Now, the majority of Americans are seeing these AI-generated summaries first and foremost in their search returns, beckoning them not to scroll down to the traditional, SEO-based, ranked search returns that whisk one away to a new website, research study, or article, and instead to take the aggregated summary as the answer they are looking for. But do these AI summaries and AI-powered searches actually deliver the most accurate, most up-to-date, and helpful information, without requiring users to even click on a link? Can they really be trusted?

According to an October 2025 survey, about half of Americans who have come across AI summaries have at least some trust in the information that they provide in their responses. Meanwhile, a close 46% say they do not have much trust or any trust at all in that information.

The skepticism can be viewed as healthy. Deep dives from curious journalists on the accuracy of AI-generated search summaries show that, pretty often, they’re not very accurate. One writer, in their own informal experiment, found that 1 in every 5 AI overviews on search returns gave an "inaccurate or misleading answer.”

But there are tools that can lift the curtain on how AI overviews and featured snippets on search returns are generated, with what information and from where—effectively holding LLM training to account and offering a clearer picture on whether or not the answers being given are appropriate and accurate.

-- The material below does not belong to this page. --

PR #751, opened 2017-11-21
Change job_proc_time from 30 to 50 seconds

### LINKED ISSUE #750: TaxBrain reform hanging
image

SerpApi, a service that provides application programming interfaces to programmatically find and access data from search engine results pages, can be used for verifying the accuracy of AI overviews by scanning the source material and determining if the summary accurately conveys it.

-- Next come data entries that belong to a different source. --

PR #756, opened 2017-11-30
Add Code of Conduct

hdoupe:
In this PR, I propose adding a Code of Conduct for PolicyBrain.  The goal is to ensure that this environment remains open and welcoming for contributors from all walks of life and levels of technical expertise.  From following threads in other projects and reading about successful open source projects, I think that having a Code of Conduct where misbehaving or simply frustrated members can be referred is an easy, painless way to keep discussions from devolving into ad hominem attacks or other non-productive means of debate.

The Code of Conduct proposed here was copied from [pandas](https://github.com/pandas-dev/pandas-governance/blob/master/code-of-conduct.md).  I welcome and encourage all feedback on this document.  

If we decide to keep the working group, then I volunteer myself to be in it.  If you are interested in being in this working group, then please indicate this by leaving a comment below.  Ideally, we would have 2-4 members in this group.

### DIFF
--- a/CODE_OF_CONDUCT.md
+++ b/CODE_OF_CONDUCT.md
@@ -1,0 +1,59 @@
+# Contributor Code of Conduct
+
+As contributors and maintainers of this project, and in the interest of
+fostering an open and welcoming community, we pledge to respect all people who
+contribute through reporting issues, posting feature requests, updating
+documentation, submitting pull requests or patches, and other activities.
+
+We are committed to making participation in this project a harassment-free
+experience for everyone, regardless of level of experience, gender, gender
+identity and expression, sexual orientation, disability, personal appearance,
+body size, race, ethnicity, age, religion, or nationality.
+
+Examples of unacceptable behavior by participants include:
+
+* The use of sexualized language or imagery
+* Personal attacks
+* Trolling or insulting/derogatory comments
+* Public or private harassment
+* Publishing other's private information, such as physical or electronic
+  addresses, without explicit permission
+* Other unethical or unprofessional conduct
+
+Project maintainers have the right and responsibility to remove, edit, or
+reject comments, commits, code, wiki edits, issues, and other contributions
+that are not aligned to this Code of Conduct, or to ban temporarily or
+permanently any contributor for other behaviors that they deem inappropriate,
+threatening, offensive, or harmful.
+
+By adopting this Code of Conduct, project maintainers commit themselves to
+fairly and consistently applying these principles to every aspect of managing
+this project. Project maintainers who do not follow or enforce the Code of
+Conduct may be permanently removed from the project team.
+
+This Code of Conduct applies both within project spaces and in public spaces
+when an individual is representing the project or its community.
+
+A working group of community members is committed to promptly addressing any
+reported issues. The working group is made up of pandas contributors and users.
+Instances of abusive, harassing, or otherwise unacceptable behavior may be
+reported by contacting the working group by e-mail (email@email.com).
+Messages sent to this e-mail address will not be publicly visible but only to
+the working group members. The working group currently includes
+
+- ...
+
+All complaints will be reviewed and investigated and will result in a response
+that is deemed necessary and appropriate to the circumstances. Maintainers are
+obligated to maintain confidentiality with regard to the reporter of an
+incident.
+
+This Code of Conduct was created by [pandas][pandascoc] developers, who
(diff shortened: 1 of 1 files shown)


Amy-Xu:
Looks good! It would be great if we have something similar for the Tax-Calculator.

martinholmer:
@Amy-Xu said:
> Looks good!

Yes, but this is not yet complete, right?

Do we really want this in a PolicyBrain code of conduct?
```
 +A working group of community members is committed to promptly addressing any
 +reported issues. The working group is made up of pandas contributors and users.
 +Instances of abusive, harassing, or otherwise unacceptable behavior may be
 +reported by contacting the working group by e-mail (email@email.com).
 +Messages sent to this e-mail address will not be publicly visible but only to
 +the working group members. The working group currently includes
 +
 +- ...
```

hdoupe:
@martinholmer thank you for contributing to this discussion.  The Code of Conduct is not complete, and this is the type of discussion that I was hoping for.

I think that a working group would be helpful even though I doubt that it would be used often.  My understanding of its role is that this group is there to guarantee that a person's complaints about the conduct of other contributors or cultural problems within the project will be listened to and addressed.  Without this working group, it may not be obvious who a contributor should reach out to about this type of issue.  Further, it may be easier for the contributor to quit participating all together.

I certainly see no downside to having a group like this.  What are your thoughts on PolicyBrain having a working group for this type of situation?

martinholmer:
@hdoupe asked:
> What are your thoughts on PolicyBrain having a working group for this type of situation?

I don't forsee any problems with having a working group like this.  But things like this are
always benefit-cost tradeoffs.  I can see benefits, and like you, I imagine the cost to be small.
But what if, for some set of reasons, the cost is larger?

hdoupe:
@andersonfrailey do you have any thoughts on the proposed Code of Conduct?

hdoupe:
@GoFroggyRun @brittainhard do you have any thoughts on the proposed Code of Conduct?

andersonfrailey:
@hdoupe I think this is a good start for us. I'd also recommend anyone interested in contributing to the Code of Conduct read through [Astropy's CoC](http://www.astropy.org/code_of_conduct.html). I had the opportunity to hear from one of the coordinators from the project talk about it and she said it has been very helpful for keeping the discussions in their PR's and issues on topic and productive.

MattHJensen:
+1 on the code of conduct. I do wonder whether a dedicated working group adds additional bureaucratic overhead that is really necessary given the current size of the PolicyBrain project.  Could PolicyBrain maintainers serve the same purpose?

GoFroggyRun:
It seems to me that, given the current traffic of PolicyBrain, a separate working group won't be necessary for the moment. When needed, PolicyBrain maintainers could leverage their time and serve the same purpose. In other words, we could just assume PolicyBrain maintainers to be members in the working group.

hdoupe:
@MattHJensen and @GoFroggyRun Perhaps, "working group" is the wrong title.  I just want 2 or 3 people to explicitly be listed as points of contact if someone has a problem.  I am not suggesting that we meet regularly about code of conduct matters.  This group would only meet if there is a problem which seems like what you all are suggesting.

Do you think that for now we should just have a "point of contact group" that includes the core maintainers of this project?

MattHJensen:
I see how a point of contact makes sense. 

Just to give more context to my earlier comments:

I think our aim should be for all project maintainers to share authority for dealing with problems and share responsibility for creating an environment where problems don't happen.

In my view, contributors should also share that responsibility and be able to call each other out for bad behavior (privately or publicly as their judgement dictates) and not feel the need to take everything through a central authority. If something does require a central authority, though, that should be the project maintainers.

hdoupe:
Thanks for your input @MattHJensen, @GoFroggyRun, and @martinholmer.  I tried to incorporate your suggestions.  Is this more in line with what you are thinking?

hdoupe:
@andersonfrailey Thanks for sharing the link to the Astropy CoC.  I really like the tone of the document.  It seems a little more positive than the Pandas CoC.  I'm in favor of replacing the "unacceptable behaviors" section with Astropy's "As members of the community..." section.  What do you think?

andersonfrailey:
@hdoupe I like that. And it seems to be more inline with @MattHJensen's goal of creating an environment where contributors feel comfortable calling out inappropriate comments/behavior without first going through a central authority. When I read "as members of the community..." I interpret it more as how contributors are agreeing to act rather than seeing a list of offenses to be reported.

Using a tool like SerpApi can bring more transparency to AI-generated search results by identifying the sources that the LLM prefers to use, showing the pages that it favors quoting, and by tracking the attribution. That means monitoring how often a specific website or source is (or isn’t) cited by the AI in the links cited in the summaries it provides. This can show the cracks in the timeliness of AI overviews, since traditional LLM knowledge is often limited to its training cutoff date. A 2024 study used SerpApi to access real-time search results, allowing the system to provide up-to-date, neutral context for recent articles in a way that AI overviews simply couldn’t.

Using SerpApi, researchers can continue to monitor how updates and training change the results that are returned in AI summaries, running automated, high-volume queries over longer periods of time to track changes in the AI's summaries, content structure, and source preferences. This can help to better understand the long-range evolution of the AI's algorithmic logic and its response to updates on its algorithms.

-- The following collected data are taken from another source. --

PR #759, opened 2017-11-30
Quick-calc clean up

### LINKED ISSUE #306: Known issues with "Quick Calculation"
- [ ]  The button does not appear when one chose to the "Edit Parameters" page
- [x] The indexing scheme for how we choose which worker nodes to select for a job is adversely impacted by Quick Calculations. Essentially, the indexing scheme is set up to increment by "NUM_BUDGET_YEARS" but the counting gets off because Quick Calculations are only for one year. The end result is that regular microsim jobs will have their performance adversely impacted.  This will have to be fixed.

### LINKED ISSUE #747: Incorrect caption on "Quick Calculation" button
The caption on the "Quick Calculation" button is no longer correct if TaxBrain is using taxcalc 0.13.2.
Suggest changing it to say "small sample" instead of "2% sample".

screen shot 2017-11-21 at 9 52 40 am

hdoupe:
Resolves #306 and #747


hdoupe:
@MattHJensen This resolves the first item in #306.  Is allowing back-to-back quick-calculations still desired behavior?

cc @martinholmer

hdoupe:
@MattHJensen unless you have any objections, I'm going to merge #759 in an hour or so.

MattHJensen:
No objections. Thanks @hdoupe!

hdoupe:
@MattHJensen Thanks for the review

It’s not an approach reserved just for research and academia, though. Businesses and content creators can use data from SerpApi to learn more about how they, or their competitors, appear in AI overviews and adapt their own content to be more easily summarized or cited.

It seems dramatic to say, but it’s not: this is a time when search, as we know it, is changing. According to recent research, search engine users who encounter an AI summary are less likely to click on links to other websites and are more likely to end their browsing session entirely after visiting a search page with an AI summary. That means that the information seen at the top of the page is shaping the way we think, learn, and decide what’s true. Certain tools can help bring clarity to how AI systems summarize information in search returns by providing real-time access to the AI-generated content and tracking its source data. This type of information access—about information—allows for deeper analysis of the AI's behavior and its real-world impact.